Nach der Veranstaltung in der Kirche stimmten das Alphorntrio Dischma und die Sunatibas Postabiala Sumvitg die Festbesucherinnen und –besucher mit spontanen Einlagen auf dem Schulhausplatz auf den dritten Teil des Jodlerfestes ein.

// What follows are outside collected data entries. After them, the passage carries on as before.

PR #2415, opened 2026-07-11
feat(web): remember a per-project default working directory

eyuptkknt:
## Related issue

N/A

## Summary

The new-session working directory defaulted to the host-wide most-recent path, so every project showed the same directory — confusing when different projects live in different repos.

- Adds a `useProjectWorkspaces` hook that stores a `projectName -> path` map in localStorage (`omnigent:project-workspaces`), mirroring the existing `useRecentWorkspaces` hook.
- `NewChatDialog` seeds the workspace field from the active project's saved default **ahead of** the host recents, and records the chosen directory for that project on create.
- Purely client-side: projects are just `conversation_labels` rows with no backend metadata, so a localStorage map is the lightest place to remember this (same approach as recents).

## Test Plan

- `cd web && npm run test -- src/hooks/useProjectWorkspaces.test.ts src/shell/NewChatDialog.test.tsx src/shell/NewChatDialog.flow.test.tsx` — pass, including 8 new hook cases (read/write, per-project isolation, no-op for the unfiled/empty project and blank paths, synchronous read after a project switch).
- `cd web && npm run build` — succeeds.
- `uv run pre-commit run --files ...` — passes.

Lint note: `useProjectWorkspaces` uses the same `useState` "revision" bump + `useMemo([key, revision])` pattern as the sibling `useRecentWorkspaces` (so a write reflects synchronously). oxlint's `react-hooks/exhaustive-deps` flags `revision` as an "unnecessary dependency" here exactly as it already does on `useRecentWorkspaces.ts` — I mirrored the established convention rather than diverge. Happy to switch both to a different pattern if preferred.

## Demo

_UI change — screenshot/recording to be added. Setting a working directory for project A, then starting another session in A, pre-fills the workspace to A's last directory; a different project keeps its own default._

## Type of change

- [ ] Bug fix
- [x] Feature
- [x] UI / frontend change
- [ ] Refactor / chore
- [ ] Docs
- [ ] Test / CI
- [ ] Breaking change

## Test coverage

- [ ] Not applicable

## Coverage notes

Manually verified in the running desktop app: choosing a directory for a project and creating the session, then starting a new session in the same project, pre-fills the workspace to that directory; switching to another project shows its own remembered directory (or the host recents when none is stored).

## Changelog

New sessions started under a project now remember and pre-fill that project's last-used working directory

### DIFF
--- a/web/src/hooks/useProjectWorkspaces.test.ts
+++ b/web/src/hooks/useProjectWorkspaces.test.ts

Höhepunkte und Qualität auch im gemütlichen Teil des Jodlerfestes

Im dritten Teil des Jodlerfestes mit dem gemeinsamen Nachtessen und der Abendunterhaltung kommt jeweils die Pflege der Gemütlichkeit und der Kameradschaft zum Zuge. Dabei wurden die Festbesucherinnen- und –besucher durch die Vorträge der Aktiven, die das Abendprogramm bestritten, nochmals angenehm überrascht. Den Reigen der  Darbietungen eröffnete das „Präsidentenchörli“, bestehend aus den Präsidentinnen und Präsidenten der Jodlerclubs (bestimmt eine einmalige Formation in der ganzen Schweiz!). Danach folgten kompetent und eindrücklich gestaltete Gesangsdarbietungen verschiedener Formationen (Jodelterzett Engadina; Duett Jolanda Felix mit Tochter; Jodelchörli Carschenna; Quartett Gion Caprez / Jolanda Felix / Manuela Schmid / Ernst Wunderli; Duett Manuela Schmid / Ernst Wunderli; Sonja Zürcher als professionelle Begleiterin der kleinen Formationen).  Einen einmaligen und  besinnlichen Abschluss des Abendprogramms gestaltete das Jodelchörli Sardona mit dem Lied „Abendandacht“ von Robert Fellmann, begleitet von einem darauf abgestimmten Videofilm von der Arbeit einer der Jodlerinnen als Sennerin auf der Alp Brün. Zu  später Stunde wurde der schöne und gemütliche Jodlertag 2005 mit dem Gesamtchorlied „Alpabfahrt“ von J. Düsel abgeschlossen.